UI development requires pnpm:

pnpm --dir ui install
pnpm --dir ui run build

This quickstart uses the mock adapter, so it does not need a provider account.

1. Generate a vault master key:

export SIGILBRIDGE_MASTER_KEY="$(openssl rand -base64 32)"

On PowerShell:

$env:SIGILBRIDGE_MASTER_KEY = [Convert]::ToBase64String((1..32 | ForEach-Object { Get-Random -Maximum 256 }))

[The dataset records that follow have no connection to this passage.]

PR #7313, opened 2017-11-14
remove blockexit dependency on global.errors

WalterBright:
Also start modernizing the `BE` enum.

### DIFF
--- a/src/ddmd/blockexit.d
+++ b/src/ddmd/blockexit.d
@@ -36,34 +36,38 @@ import ddmd.visitor;
  */
 enum BE : int
 {
-    BEnone = 0,
-    BEfallthru = 1,
-    BEthrow    = 2,
-    BEreturn   = 4,
-    BEgoto     = 8,
-    BEhalt     = 0x10,
-    BEbreak    = 0x20,
-    BEcontinue = 0x40,
-    BEerrthrow = 0x80,
-    BEany      = (BEfallthru | BEthrow | BEreturn | BEgoto | BEhalt),
+    none      = 0,
+    fallthru  = 1,
+    throw_    = 2,
+    return_   = 4,
+    goto_     = 8,
+    halt      = 0x10,
+    break_    = 0x20,
+    continue_ = 0x40,
+    errthrow  = 0x80,
+    any       = (fallthru | throw_ | return_ | goto_ | halt),
 }
 
-alias BEnone = BE.BEnone;
-alias BEfallthru = BE.BEfallthru;
-alias BEthrow = BE.BEthrow;
-alias BEreturn = BE.BEreturn;
-alias BEgoto = BE.BEgoto;
-alias BEhalt = BE.BEhalt;
-alias BEbreak = BE.BEbreak;
-alias BEcontinue = BE.BEcontinue;
-alias BEerrthrow = BE.BEerrthrow;
-alias BEany = BE.BEany;
+alias BEnone     = BE.none;
+alias BEfallthru = BE.fallthru;
+alias BEthrow    = BE.throw_;
+alias BEreturn   = BE.return_;
+alias BEgoto     = BE.goto_;
+alias BEhalt     = BE.halt;
+alias BEbreak    = BE.break_;
+alias BEcontinue = BE.continue_;
+alias BEerrthrow = BE.errthrow;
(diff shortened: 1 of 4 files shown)


src/ddmd/blockexit.d
```diff
@@ -36,34 +36,38 @@ import ddmd.visitor;
...
-    BEerrthrow = 0x80,
-    BEany      = (BEfallthru | BEthrow | BEreturn | BEgoto | BEhalt),
+    none      = 0,
+    fallthru  = 1,
+    _throw    = 2,
+    _return   = 4,
+    _goto     = 8,
+    halt      = 0x10,
+    _break    = 0x20,
+    _continue = 0x40,
```
mathias-lang-sociomantic: https://dlang.org/dstyle.html#naming_keywords (underscore should be appended, not prepended)

src/ddmd/blockexit.d
```diff
@@ -36,34 +36,38 @@ import ddmd.visitor;
...
+alias BEnone     = BE.none;
+alias BEfallthru = BE.fallthru;
+alias BEthrow    = BE._throw;
+alias BEreturn   = BE._return;
+alias BEgoto     = BE._goto;
+alias BEhalt     = BE.halt;
+alias BEbreak    = BE._break;
+alias BEcontinue = BE._continue;
+alias BEerrthrow = BE.errthrow;
+alias BEany      = BE.any;
```
mathias-lang-sociomantic: Is there any plan to get rid of those eventually ?

WalterBright: yes

src/ddmd/blockexit.d
```diff
@@ -36,34 +36,38 @@ import ddmd.visitor;
...
- * Only valid after semantic analysis
+ * Determine mask of ways that a statement can exit.
+ *
+ * Only valid after semantic analysis.
  * Params:
+ *   s = statement to check for block exit status
+ *   func = function that statement s is in
  *   mustNotThrow = generate an error if it throws
  * Returns:
  *   BExxxx
```
mathias-lang-sociomantic: Maybe that part of the doc can be updated as well since we have a proper enum now

src/ddmd/blockexit.d
```diff
@@ -94,7 +98,7 @@ int blockExit(Statement s, FuncDeclaration func, bool mustNotThrow)
 
         override void visit(ErrorStatement s)
         {
-            result = BEany;
+            result = BE.none;
```
mathias-lang-sociomantic: That doesn't look like a refactor...

WalterBright: This is completely trivial. My complaint with mixing refactoring with semantic changes is when there'd be a hundred lines of code moved about that completely obfuscated what the actual fix was. That is not the case here.

src/ddmd/blockexit.d
```diff
@@ -36,34 +36,38 @@ import ddmd.visitor;
...
+    none      = 0,
+    fallthru  = 1,
+    throw_    = 2,
+    return_   = 4,
+    goto_     = 8,
+    halt      = 0x10,
+    break_    = 0x20,
+    continue_ = 0x40,
+    errthrow  = 0x80,
+    any       = (fallthru | throw_ | return_ | goto_ | halt),
```
andralex: so nice

src/ddmd/blockexit.d
```diff
@@ -36,34 +36,38 @@ import ddmd.visitor;
...
+alias BEnone     = BE.none;
+alias BEfallthru = BE.fallthru;
+alias BEthrow    = BE.throw_;
+alias BEreturn   = BE.return_;
+alias BEgoto     = BE.goto_;
+alias BEhalt     = BE.halt;
+alias BEbreak    = BE.break_;
+alias BEcontinue = BE.continue_;
+alias BEerrthrow = BE.errthrow;
+alias BEany      = BE.any;
```
andralex: meh vertical alignment sux

andralex: I assume these are for backward compat and will be phased out?

andralex (approved):

src/ddmd/blockexit.d
WalterBright: yes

2. Create local config files:

sigilbridge init --dir .sigilbridge

init writes config.yaml, pools.yaml, oauth_providers.yaml, and admin_tokens.yaml with a local mock pool and a generated admin token.

3. Create a stored bridge key:

sigilbridge keys create test --config .sigilbridge/config.yaml --name local-dev

The first line is the plaintext key. It is shown once:

sb_test_0123456789abcdef0123456789abcdef
01HX...
sha256:...

4. Start the bridge:

sigilbridge serve --config .sigilbridge/config.yaml

If you run plain sigilbridge serve in a directory with no config, SigilBridge bootstraps the same local mock config in that directory and starts from it.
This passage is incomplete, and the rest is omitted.